##### Records for this task #####

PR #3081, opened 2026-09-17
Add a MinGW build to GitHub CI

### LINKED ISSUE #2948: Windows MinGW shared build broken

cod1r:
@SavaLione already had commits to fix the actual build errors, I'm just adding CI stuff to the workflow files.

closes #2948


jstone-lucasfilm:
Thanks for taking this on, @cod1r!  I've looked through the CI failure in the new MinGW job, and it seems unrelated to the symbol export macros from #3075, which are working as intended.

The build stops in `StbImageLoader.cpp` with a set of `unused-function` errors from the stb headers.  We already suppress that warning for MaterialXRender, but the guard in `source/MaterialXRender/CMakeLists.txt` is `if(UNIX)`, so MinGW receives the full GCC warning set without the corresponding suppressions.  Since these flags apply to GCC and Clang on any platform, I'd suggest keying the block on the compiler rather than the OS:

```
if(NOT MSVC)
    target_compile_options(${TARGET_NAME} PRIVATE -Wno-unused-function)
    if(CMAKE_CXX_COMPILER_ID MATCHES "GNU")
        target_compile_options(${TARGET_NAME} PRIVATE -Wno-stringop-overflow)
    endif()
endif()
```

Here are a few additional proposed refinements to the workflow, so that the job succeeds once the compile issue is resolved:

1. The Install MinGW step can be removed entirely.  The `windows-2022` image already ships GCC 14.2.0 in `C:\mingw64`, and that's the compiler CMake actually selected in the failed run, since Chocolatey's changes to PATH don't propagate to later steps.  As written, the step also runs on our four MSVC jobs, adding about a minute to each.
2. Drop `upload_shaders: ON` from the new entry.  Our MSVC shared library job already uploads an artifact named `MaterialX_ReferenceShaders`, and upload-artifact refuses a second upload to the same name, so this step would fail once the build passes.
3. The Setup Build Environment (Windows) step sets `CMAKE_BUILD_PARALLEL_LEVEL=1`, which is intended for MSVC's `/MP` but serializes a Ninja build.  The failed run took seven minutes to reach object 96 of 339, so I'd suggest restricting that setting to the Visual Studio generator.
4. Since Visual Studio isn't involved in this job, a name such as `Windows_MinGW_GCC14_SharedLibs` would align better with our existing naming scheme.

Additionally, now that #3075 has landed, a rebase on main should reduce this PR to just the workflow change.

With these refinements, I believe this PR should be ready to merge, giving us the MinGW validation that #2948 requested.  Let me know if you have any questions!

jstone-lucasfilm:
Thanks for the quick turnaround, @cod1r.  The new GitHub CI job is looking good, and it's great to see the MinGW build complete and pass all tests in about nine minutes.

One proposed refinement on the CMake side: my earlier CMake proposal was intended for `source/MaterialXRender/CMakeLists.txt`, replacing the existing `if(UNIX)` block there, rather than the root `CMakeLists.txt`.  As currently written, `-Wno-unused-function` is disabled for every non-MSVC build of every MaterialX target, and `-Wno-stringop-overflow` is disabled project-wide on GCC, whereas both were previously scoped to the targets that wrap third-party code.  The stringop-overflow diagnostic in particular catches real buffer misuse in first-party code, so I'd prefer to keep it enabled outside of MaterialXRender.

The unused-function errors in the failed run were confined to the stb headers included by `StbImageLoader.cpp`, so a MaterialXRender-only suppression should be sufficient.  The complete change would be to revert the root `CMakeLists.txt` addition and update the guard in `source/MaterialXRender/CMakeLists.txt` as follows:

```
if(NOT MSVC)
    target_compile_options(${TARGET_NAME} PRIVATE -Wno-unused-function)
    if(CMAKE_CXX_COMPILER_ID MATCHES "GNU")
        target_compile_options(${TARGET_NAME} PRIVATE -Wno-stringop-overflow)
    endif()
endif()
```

#####
##### Records for this task #####

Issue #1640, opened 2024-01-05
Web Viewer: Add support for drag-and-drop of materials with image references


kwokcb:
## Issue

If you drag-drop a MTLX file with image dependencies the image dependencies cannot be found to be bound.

#####
##### Records for this task #####

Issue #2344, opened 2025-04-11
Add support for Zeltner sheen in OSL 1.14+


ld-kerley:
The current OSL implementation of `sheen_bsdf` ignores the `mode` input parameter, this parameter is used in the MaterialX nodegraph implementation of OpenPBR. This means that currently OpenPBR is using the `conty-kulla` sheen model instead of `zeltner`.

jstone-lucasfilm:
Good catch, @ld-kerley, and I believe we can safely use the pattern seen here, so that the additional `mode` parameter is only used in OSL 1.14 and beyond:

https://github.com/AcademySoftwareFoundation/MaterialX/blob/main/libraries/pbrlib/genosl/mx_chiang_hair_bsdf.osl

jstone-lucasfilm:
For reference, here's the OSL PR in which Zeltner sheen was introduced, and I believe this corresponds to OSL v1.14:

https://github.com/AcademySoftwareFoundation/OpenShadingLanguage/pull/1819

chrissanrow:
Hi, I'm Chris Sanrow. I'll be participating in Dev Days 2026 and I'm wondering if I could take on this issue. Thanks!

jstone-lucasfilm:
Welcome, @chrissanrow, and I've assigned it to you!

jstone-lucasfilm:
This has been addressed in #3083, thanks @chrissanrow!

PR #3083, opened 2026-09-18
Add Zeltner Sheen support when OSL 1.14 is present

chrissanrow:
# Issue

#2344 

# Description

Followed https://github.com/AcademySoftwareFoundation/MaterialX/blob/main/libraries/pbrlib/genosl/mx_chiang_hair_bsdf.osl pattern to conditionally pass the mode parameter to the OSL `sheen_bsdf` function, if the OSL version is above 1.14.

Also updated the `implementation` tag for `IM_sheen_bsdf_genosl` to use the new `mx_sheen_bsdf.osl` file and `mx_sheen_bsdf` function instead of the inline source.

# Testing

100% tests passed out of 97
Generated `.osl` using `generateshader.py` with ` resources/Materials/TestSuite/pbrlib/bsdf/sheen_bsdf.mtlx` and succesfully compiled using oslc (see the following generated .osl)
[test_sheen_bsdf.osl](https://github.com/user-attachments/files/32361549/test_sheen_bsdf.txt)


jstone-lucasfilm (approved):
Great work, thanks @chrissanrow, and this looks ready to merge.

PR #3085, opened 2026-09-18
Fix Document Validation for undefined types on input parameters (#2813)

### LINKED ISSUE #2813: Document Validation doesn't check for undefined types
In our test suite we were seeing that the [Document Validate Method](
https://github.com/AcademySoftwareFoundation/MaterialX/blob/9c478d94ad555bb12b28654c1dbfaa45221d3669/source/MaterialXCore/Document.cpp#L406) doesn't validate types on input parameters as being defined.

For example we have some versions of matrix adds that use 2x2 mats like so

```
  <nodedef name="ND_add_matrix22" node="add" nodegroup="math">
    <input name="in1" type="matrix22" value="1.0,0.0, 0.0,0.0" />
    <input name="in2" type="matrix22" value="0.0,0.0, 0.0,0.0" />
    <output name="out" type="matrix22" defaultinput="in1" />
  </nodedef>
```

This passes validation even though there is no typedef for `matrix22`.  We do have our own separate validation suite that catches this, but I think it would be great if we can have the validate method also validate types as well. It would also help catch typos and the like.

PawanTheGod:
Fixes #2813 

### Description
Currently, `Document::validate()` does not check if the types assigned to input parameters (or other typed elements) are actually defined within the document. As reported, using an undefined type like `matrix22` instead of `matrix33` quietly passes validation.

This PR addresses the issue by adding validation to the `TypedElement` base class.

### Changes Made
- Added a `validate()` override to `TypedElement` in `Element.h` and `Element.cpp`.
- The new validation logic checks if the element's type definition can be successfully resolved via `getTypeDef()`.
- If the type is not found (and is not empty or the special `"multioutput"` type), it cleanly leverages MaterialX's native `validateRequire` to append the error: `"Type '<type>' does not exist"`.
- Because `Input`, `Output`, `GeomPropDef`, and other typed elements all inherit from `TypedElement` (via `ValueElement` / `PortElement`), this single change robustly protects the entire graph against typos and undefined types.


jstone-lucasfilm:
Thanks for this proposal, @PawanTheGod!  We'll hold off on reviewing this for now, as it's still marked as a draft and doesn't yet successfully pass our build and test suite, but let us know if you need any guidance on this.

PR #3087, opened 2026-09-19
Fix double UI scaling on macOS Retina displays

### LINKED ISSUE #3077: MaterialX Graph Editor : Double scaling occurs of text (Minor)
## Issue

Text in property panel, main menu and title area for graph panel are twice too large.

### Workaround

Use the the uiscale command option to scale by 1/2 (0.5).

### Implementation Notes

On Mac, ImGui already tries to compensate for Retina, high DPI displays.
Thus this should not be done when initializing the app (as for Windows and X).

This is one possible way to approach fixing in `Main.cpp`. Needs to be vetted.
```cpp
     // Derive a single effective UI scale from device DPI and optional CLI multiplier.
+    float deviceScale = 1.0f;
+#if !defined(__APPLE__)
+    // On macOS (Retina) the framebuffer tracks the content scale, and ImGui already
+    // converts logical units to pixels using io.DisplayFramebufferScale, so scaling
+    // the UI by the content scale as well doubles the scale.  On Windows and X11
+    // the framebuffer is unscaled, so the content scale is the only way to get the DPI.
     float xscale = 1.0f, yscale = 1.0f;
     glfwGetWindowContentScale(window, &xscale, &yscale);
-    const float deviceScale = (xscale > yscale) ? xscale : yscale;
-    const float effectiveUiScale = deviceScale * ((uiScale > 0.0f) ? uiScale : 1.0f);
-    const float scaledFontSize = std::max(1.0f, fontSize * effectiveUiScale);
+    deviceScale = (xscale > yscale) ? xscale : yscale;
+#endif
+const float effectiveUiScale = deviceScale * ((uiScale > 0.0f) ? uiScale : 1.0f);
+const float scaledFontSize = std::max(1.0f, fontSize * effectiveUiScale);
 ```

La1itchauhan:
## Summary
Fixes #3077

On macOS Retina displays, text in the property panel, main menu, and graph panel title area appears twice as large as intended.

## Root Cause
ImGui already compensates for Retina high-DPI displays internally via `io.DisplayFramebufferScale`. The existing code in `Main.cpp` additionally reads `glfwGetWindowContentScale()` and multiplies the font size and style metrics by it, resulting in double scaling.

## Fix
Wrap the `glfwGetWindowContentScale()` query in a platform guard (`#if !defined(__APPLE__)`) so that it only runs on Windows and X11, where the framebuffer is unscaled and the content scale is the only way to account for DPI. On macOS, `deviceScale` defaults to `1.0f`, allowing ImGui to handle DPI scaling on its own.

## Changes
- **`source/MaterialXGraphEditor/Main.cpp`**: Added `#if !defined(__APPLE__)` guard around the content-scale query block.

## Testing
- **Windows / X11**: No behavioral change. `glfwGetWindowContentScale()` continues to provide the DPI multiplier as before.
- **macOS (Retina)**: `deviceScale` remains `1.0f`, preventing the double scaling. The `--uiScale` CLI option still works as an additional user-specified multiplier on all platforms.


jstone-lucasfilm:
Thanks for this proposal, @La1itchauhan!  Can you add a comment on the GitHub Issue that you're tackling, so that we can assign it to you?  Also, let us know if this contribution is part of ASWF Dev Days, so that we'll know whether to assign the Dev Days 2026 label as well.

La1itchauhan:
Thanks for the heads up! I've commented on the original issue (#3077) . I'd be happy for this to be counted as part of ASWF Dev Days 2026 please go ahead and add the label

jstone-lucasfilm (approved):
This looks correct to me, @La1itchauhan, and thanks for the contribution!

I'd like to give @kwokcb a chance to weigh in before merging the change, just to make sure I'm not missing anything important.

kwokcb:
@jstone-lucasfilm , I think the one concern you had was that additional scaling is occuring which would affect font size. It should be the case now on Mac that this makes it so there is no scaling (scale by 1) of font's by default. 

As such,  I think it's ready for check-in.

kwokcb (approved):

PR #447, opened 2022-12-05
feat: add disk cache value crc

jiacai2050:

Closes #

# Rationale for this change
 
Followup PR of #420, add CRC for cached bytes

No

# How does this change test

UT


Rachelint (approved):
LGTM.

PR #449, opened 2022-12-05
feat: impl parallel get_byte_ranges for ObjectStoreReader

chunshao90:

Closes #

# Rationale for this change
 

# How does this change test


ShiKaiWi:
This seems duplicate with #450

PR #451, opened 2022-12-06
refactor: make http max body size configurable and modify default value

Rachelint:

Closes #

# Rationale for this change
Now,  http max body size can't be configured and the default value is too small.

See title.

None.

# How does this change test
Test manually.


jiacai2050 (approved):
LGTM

#####

### What this task involves
Print, without alteration, only the lines above between the one holding "Great work, thanks" and the one holding "### Changes Made", inclusive.

### Written answer
Great work, thanks @chrissanrow, and this looks ready to merge.

PR #3085, opened 2026-09-18
Fix Document Validation for undefined types on input parameters (#2813)

### LINKED ISSUE #2813: Document Validation doesn't check for undefined types
In our test suite we were seeing that the [Document Validate Method](
https://github.com/AcademySoftwareFoundation/MaterialX/blob/9c478d94ad555bb12b28654c1dbfaa45221d3669/source/MaterialXCore/Document.cpp#L406) doesn't validate types on input parameters as being defined.

For example we have some versions of matrix adds that use 2x2 mats like so

```
  <nodedef name="ND_add_matrix22" node="add" nodegroup="math">
    <input name="in1" type="matrix22" value="1.0,0.0, 0.0,0.0" />
    <input name="in2" type="matrix22" value="0.0,0.0, 0.0,0.0" />
    <output name="out" type="matrix22" defaultinput="in1" />
  </nodedef>
```

This passes validation even though there is no typedef for `matrix22`.  We do have our own separate validation suite that catches this, but I think it would be great if we can have the validate method also validate types as well. It would also help catch typos and the like.

PawanTheGod:
Fixes #2813 

### Description
Currently, `Document::validate()` does not check if the types assigned to input parameters (or other typed elements) are actually defined within the document. As reported, using an undefined type like `matrix22` instead of `matrix33` quietly passes validation.

This PR addresses the issue by adding validation to the `TypedElement` base class.

### Changes Made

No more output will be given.